Der derzeitige Bestand an gedruckten Medien (Monographien, Zeitschriften) beläuft sich auf ca. 70.000 Bände (Stand 2017). Doch auch die Verbreitung von elektronischen Medien spiegelt sich im Bestand der MFB wieder. Neben den vielen elektronisch verfügbaren Zeitschriftenabonnements werden die beiden bibliographischen Datenbanken "Zentralblatt MATH" und "MathSciNet" sowie E-Books der Society for Industrial and Applied Mathematics (SIAM) für den IP-Bereich der TU Berlin lizenziert.

Zukunft

Mittlerweile sind die Bücherregale sehr voll und weitere Lagerflächen im Keller des Gebäudes wurden bezogen. Nicht nur die Zahl der Medien, sondern auch die Besucherzahlen steigen stetig, obwohl viele Lehr- und Fachbücher mittlerweile auch digital als E-Books verfügbar sind. Die Bibliothek ist als Lernort attraktiver denn je, weil es kaum andere, nichtkommerzielle Orte in der Stadt gibt, an denen Ruhe und Konzentration und dazu die benötigte Literatur zu nutzerfreundlichen Öffnungszeiten angeboten werden.

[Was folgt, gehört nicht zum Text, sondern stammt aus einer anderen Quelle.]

PR #570, opened 2021-08-03
ARC-385 Maintenance fix

mboudreau:
Moving atlassian-connect.json to not be affected by maintenance mode so people can still install it but can't add organizations.


mboudreau:
Created another branch to fix tests

PR #571, opened 2021-08-03
ARC-392 Add link to logout from GitHub account

rachellerathbone:
Added a link so users can logout from their GH account. Unfortunately, there doesn't appear to be a nicer way to do this so the flow is:

- **click link that opens a new tab to https://github.com/logout**: from here a user is then directed to the GItHub login page. They need to manually return to the app.
- **close the connect an org page**: as the logout/login happens totally independently from our app, the connect an org page has no idea that a user has switched accounts. We need to close this tab and click 'Add a GitHub organization' as this goes through our auth flow and provides us with updated GitHub state. Closing this tab happens 100ms after we send the user to the logout page (cannot happen in parallel)

When users return to the connect an org page they will then see the account and associated orgs for the account they just signed into.

https://user-images.githubusercontent.com/37155488/127974476-7048371f-3d9a-4e30-90fd-c4d1fa754f23.mov


static/js/github-configuration.js
```diff
@@ -28,3 +28,13 @@ $('.delete-link').click(function (event) {
...
 })
+
+$('.logout-link').click(function (event) {
+  event.preventDefault();
+
+	window.open('https://github.com/logout','_blank');
+
+	window.setTimeout(function() {
+		this.close()
+	}, 100)
```
mboudreau, line 39: If I read this right, you click on the logout link, ignore default behavior, open up a new tab for the github logout (which we don't save the reference to), then set a timeout to close our current window (/github/configuration) and leave the github logout window open?

KAbakumovAtl: Is it to make sure the window won't stay opened with the old token?

rachellerathbone: The logout window, which renders the logout button, directs to the login page. This stays open as there is no way for us to redirect from this point.

We're closing github/configuration because this page doesn't know that there has been an account logout/login. We need users to go back to the github config page so we pick up the account change.

Would there be a way to do this differently? If we wanted to keep github/configuration open we'd need to make a request to get a new token right?

mboudreau (approved):

PR #1526, opened 2022-08-18
ARC-1617 - Show the correct repository number in the list of connections for GHES

krazziekay:
**What's in this PR?**
- Updated the logic to fetch the `privateKey` using the `ghsaId` directly instead of using the extra `Subscription` call.

**Why**
- The number of repositories are being fetched from `GithubInstallationClient`, which requires a JWT token, which is created using the private key of the installation/organization/subscription.
- But any installation/organization/subscription that has not been connected yet is not saved in our DB. So, they don't have any Subscription yet, and that was causing the `if-else` check to always go to the `else` part. This causes the privateKey of the cloud to be used and triggers a 401 error.

**How has this been tested?**  
- In local
- In ddev

**Screenshot**
- GHE server
image
- GH Cloud
image


src/routes/github/configuration/github-configuration-get.ts
```diff
@@ -67,18 +66,17 @@ const getInstallationsWithAdmin = async (
...
 	return await Promise.all(installations.map(async (installation) => {
 		const errors: Error[] = [];
-		const gitHubClient = await createInstallationClient(installation.id, jiraHost, log, gitHubAppId);
 
-		const numberOfReposPromise = await gitHubClient.getNumberOfReposForInstallation().catch((err) => {
-			errors.push(err);
-			return 0;
-		});
+		const numberOfReposPromise = await gitHubUserClient.getNumberOfReposForInstallation(installation.id)
+			.then((response) => response.data.total_count).
```
rachellerathbone, line 75: So we're not using getNumberOfReposForInstallation that's defined in the installation client anymore? If not, we should probably delete later on but for now, this is prod code, we should probably feature flag this. Leave the original implementation if the flag is off and only call this new endpoint if it's on.

src/github/client/github-user-client.ts
```diff
@@ -58,6 +58,12 @@ export class GitHubUserClient extends GitHubClient {
 		return await this.get<Octokit.AppsListInstallationsForAuthenticatedUserResponse>("/user/installations");
 	}
 
+	public async getNumberOfReposForInstallation(installationId: number): Promise<AxiosResponse<Octokit.AppsListInstallationsForAuthenticatedUserResponse>> {
+		return await this.get<Octokit.AppsListInstallationsForAuthenticatedUserResponse>(`/user/installations/{installationId}/repositories`, {
```
rachellerathbone, line 62: Why the shift from graphql? If we're using graphql on the installation method to get the number of repos, shouldn't we do the same here?

src/routes/github/configuration/github-configuration-get.ts
krazziekay: We can add FF to toggle this, but I feel its unnecessary, cause both endpoints give the same result. 
The previous one used JWT token through graphql request, and this one uses githubToken through a [GET request](https://docs.github.com/en/rest/apps/installations#list-repositories-accessible-to-the-user-access-token).

src/github/client/github-user-client.ts
krazziekay: The previous graphql implementation used `GithubInstallationClient`, which requires a JWT token, which is created using the private key of the installation/organization/subscription.
But in our case, the installation/organization/subscription has not been connected and yet is not saved in our DB. So, they don't have a privateKey. So, we can't use grahpql request cause we have no privateKey to create the JWT.
As a result we are getting a 401 error, cause theres a mismatch of the privateKeys.
Thats why used a different endpoint in `GithubUserClient`, cause the token here is generated during the oauth authentication happening in middleware and gives us the same result.

rachellerathbone: Yeah yeah I get that. Using the user client isn't what I was calling out. I was asking why we switched from making a request via graphql to REST. GHES has a graphql api and the gh client supports it `this.graphqlUrl = `${baseUrl}/api/graphql`

krazziekay: I wasn't sure if the `graphql` works with the `githubToken` here in `GithubUserClient`. And as I was looking into the Github docs, found this endpoint:[ user/installations/{id}/repositories](https://docs.github.com/en/rest/apps/installations#list-repositories-accessible-to-the-user-access-token). So just used this.

src/routes/github/configuration/github-configuration-get.ts
```diff
@@ -67,18 +66,17 @@ const getInstallationsWithAdmin = async (
 	gitHubUserClient: GitHubUserClient,
 	log: Logger,
 	login: string,
-	installations: Octokit.AppsListInstallationsForAuthenticatedUserResponseInstallationsItem[] = [],
-	jiraHost: string,
-	gitHubAppId?: number
```
gxueatlassian, line 72: while you are here, change it to `gitHubAppId: number | undefined`?

src/routes/github/configuration/github-configuration-get.ts
```diff
@@ -67,18 +66,17 @@ const getInstallationsWithAdmin = async (
...
 ): Promise<InstallationWithAdmin[]> => {
 	return await Promise.all(installations.map(async (installation) => {
 		const errors: Error[] = [];
-		const gitHubClient = await createInstallationClient(installation.id, jiraHost, log, gitHubAppId);
 
-		const numberOfReposPromise = await gitHubClient.getNumberOfReposForInstallation().catch((err) => {
-			errors.push(err);
-			return 0;
-		});
+		const numberOfReposPromise = await gitHubUserClient.getNumberOfReposForInstallation(installation.id)
```
gxueatlassian, line 74: /nit
Is the return a `promise` or `number`?

krazziekay: The return is a number. Cleaned up the `Promise.all` by using `await`.

src/github/client/github-user-client.ts
krazziekay: This has been reverted.

src/routes/github/configuration/github-configuration-get.ts
krazziekay: This has been reverted

gxueatlassian (dismissed):

gxueatlassian (approved):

Für das nun über 35 Jahre alte Mathematikgebäude der TU Berlin wird derzeit ein Ersatzneubau nicht weit entfernt geplant und gebaut. Im Neubau Mathematik an der Fasanenstraße Ecke Müller-Breslau-Straße wird neben den Bürobereichen für die Mitglieder des Instituts für Mathematik, großen Hörsälen und zentralen Lehrbereichen mit studentischen Arbeitsplätzen und einer Cafeteria auch die Fachbibliothek untergebracht. Ein neuer mathematischer Ort entsteht. Voraussichtlich Ende des Jahres 2022 werden die Mathematiker*innen zusammen mit „ihrer“ Bibliothek dorthin umziehen.